How do we analyze a black box? Well, first we have to know what comes in and what comes out.
What comes in in case of ridesharing companies?
- Full ride history, including pickup/dropoff addresses, stops and routes taken.
- Timings. These are important. For example, someone getting picked up at the bar 40 minutes after it closed is probably not an alcoholic but one of the vendors.
- Fitness sensor data. Officially it’s used to detect harsh braking/acceleration, but obviously stored for further analysis.
- Address book contents, if you ever used a built-in “send an invite” feature.
- Social media profile(s) – again, if you ever used a built-in sharing feature.
- Relayed text and call history and contents.
- On-app tips, both given and received.
- History of complaints, both filed and received.
- Star ratings, both given and received.
- Camera. Call me a conspiracy theorist, but when I deny Uber app camera access in settings, it wants my fresh mugshot for “verification” within a few hours, while if I leave camera permissions untouched, it’ll go for months without a need of said “verification”.
To sum it up, the more you use Uber or Lyft, wether as a driver or a rider, the more it knows about you. If you use ridesharing platforms often, they probably know you better than your mother. Everything from speech patterns, cuisine choices and shopping habits to extramarital affairs. It’s all in there.
So, what’s in the box?
When Uber and Lyft argued in courts that they are not transportation but IT companies, they were actually correct. They are the “big data” companies, collecting humongous amounts of data on their users. It’s probably worse than Facebook.
From the driver’s perspective, I believe they keep a variety of numeric scores for each factor they deemed important for their “smart matching” algorithms – on both drivers and riders. Factors ranging from likelihood of you filing (or incurring) a cleaning fee to your sexual preferences. Remember that nasty chime the app makes when you exceed 80mph?

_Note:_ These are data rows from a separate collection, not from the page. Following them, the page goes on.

PR #12, opened 2017-10-25
Keep previous second dns settings when reconfig network

ailisp:
ISSUE: appliance_console doesn't keep previous second dns settings when reconfigure network, which should be kept as default value for new second dns.
BZ:
https://bugzilla.redhat.com/show_bug.cgi?id=1439348

\cc @yrudman @gtanzillo


yrudman:
looks good 👍

PR #13, opened 2017-10-25
recover from crash when setting appliance as HA primary node and no region exist

ailisp:
ISSUE:
When setting database replication as HA primary code, and there is no exist region, appliance console will crash

BZ:
https://bugzilla.redhat.com/show_bug.cgi?id=1500447

\cc @yrudman @gtanzillo

### DIFF
--- a/lib/manageiq/appliance_console/database_replication.rb
+++ b/lib/manageiq/appliance_console/database_replication.rb
@@ -71,7 +71,7 @@ Replication Server Configuration
         primary_region_number =
           pg_conn.exec("SELECT last_value FROM miq_databases_id_seq").first["last_value"].to_i / 1_000_000_000_000
         self.cluster_name = "miq_region_#{primary_region_number}_cluster"
-      rescue PG::ConnectionBad => e
+      rescue PG::ConnectionBad, PG::UndefinedTable => e
         say("Failed to get primary region number #{e.message}")
         logger.error("Failed to get primary region number #{e.message}")
         return false


yrudman:
👍  looks good to me

lib/manageiq/appliance_console/database_replication.rb
```diff
@@ -75,6 +75,10 @@ def generate_cluster_name
         say("Failed to get primary region number #{e.message}")
         logger.error("Failed to get primary region number #{e.message}")
         return false
+      rescue PG::UndefinedTable
```
bdunne: Any reason not to rescue this with the `PG::ConnectionBad` error above?  Is there something in the message that you don't want to display?

yrudman: I think it looks more friendly to user to communicate error in known terms (`no region exists`) than in some internal terms (`relation "miq_databases_id_seq" does not exist`)

ailisp: @bdunne In this particular BZ, appliance_console will raise `PG::UndefinedTable` instead of `PG::ConnectionBad` because ap tries to `SELECT last_value FROM miq_databases_id_seq` but `miq_databases_id_seq` doesn't exist (because of improper settings, regions not created). So here I rescue also for this error

bdunne: The `rescue` on https://github.com/ManageIQ/manageiq-appliance_console/pull/13/files#diff-96034652e522899e72c0060781012f58L74 seems to be that we can't even connect to the database.  This one is that we can connect but the database hasn't been regioned yet.  Is that correct?  Do the two situations have different resolutions?

ailisp:
@bdunne sorry, just got your idea. Wasn't think of I can put two exceptions in one rescue. Thank you

PR #14, opened 2017-11-03
require highline to get tests passing

bdunne:
It's already required in `bin/appliance_console`, but I don't like the idea of adding the require to the spec file.


Fryguy:
Since we do "real" releases here we shouldn't use gaprindashvili labels.  I'll change the release script to deal with that.

PR #15, opened 2017-11-03
[WIP] use GPT partition table to support partition > 2TB

ailisp:
ISSUE:
Can't create partition > 2 TB becuase using MBR partition table doesn't support, and that lead to initialize postgresql database failed. Use GPT partition table to fix that.
BZ:
https://bugzilla.redhat.com/show_bug.cgi?id=1506997

\cc @gtanzillo @yrudman @bdunne 
@miq-bot add-label wip, bug

@gtanzillo This should work but we'd better find a more than 2TB hard disk to test that before merge


ailisp:
Close because duplicate with https://github.com/ManageIQ/manageiq-appliance_console/pull/11/files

That ticks your “likelihood of getting a speeding ticket” risk score.
Most importantly, if Uber or Lyft don’t know something about you, they’ll match you with a few “challenging” riders or drivers to determine your score.
A few observations from my experience:
- All of my Pool rides that are actually shared with other pax were gender matched, it was always male+female. A few notable exceptions were all gay.
- No messy pax for almost a year, then all of a sudden – 4 messes in 2 days… In a daytime. On a weekdays. Really?!
- Once in every few months I get a streak of obnoxious assholes that I have to kick out of my car. Somehow it *always* happens on a same week.
- Don’t get me started on tipping patterns. Comparing Uber and Lyft it’s obvious that these are artificial AF.
TL;DR: both Uber and Lyft collect ungodly amounts of data on their users and like playing god with it.
PS: Practical implication for drivers – if your market seems dead today, change your own behavioral pattern to restart a “testing” phase of the AI.